WHAT TO PRODUCE — Your answer must repeat the full listing, line for line.

**** DATA TO USE ****

Issue #463, opened 2023-04-16
Client: In-Game: Objects vanish from peripheral view after manual adjustment


jrotunda:
In-game on the fullscreen client, when manually adjusting the player view screen, objects will not render properly and leave the view when close to any of the peripheral edges.

This is most noticeable if the view window is made small, distracting if it is minimized.

This doesn't occur if the view window is maximized. 

It's expected that no matter what adjustment is made by the user that the view of objects will stay consistent and render within the players full view even when close to the edges of the window.

The issue is more noticeable with a small view.

To reproduce:

- Load in-game to a screen with a sizeable amount of objects (ex: rid_cornoth; rid_tos)

- Put the view screen to maximum 

- Walk along the street and note that objects don't noticeable leave your view, and you can pass by them without issue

****

EXERCISE ANSWER —
Issue #463, opened 2023-04-16
Client: In-Game: Objects vanish from peripheral view after manual adjustment


jrotunda:
In-game on the fullscreen client, when manually adjusting the player view screen, objects will not render properly and leave the view when close to any of the peripheral edges.

This is most noticeable if the view window is made small, distracting if it is minimized.

This doesn't occur if the view window is maximized. 

It's expected that no matter what adjustment is made by the user that the view of objects will stay consistent and render within the players full view even when close to the edges of the window.

The issue is more noticeable with a small view.

To reproduce:

- Load in-game to a screen with a sizeable amount of objects (ex: rid_cornoth; rid_tos)

- Put the view screen to maximum 

- Walk along the street and note that objects don't noticeable leave your view, and you can pass by them without issue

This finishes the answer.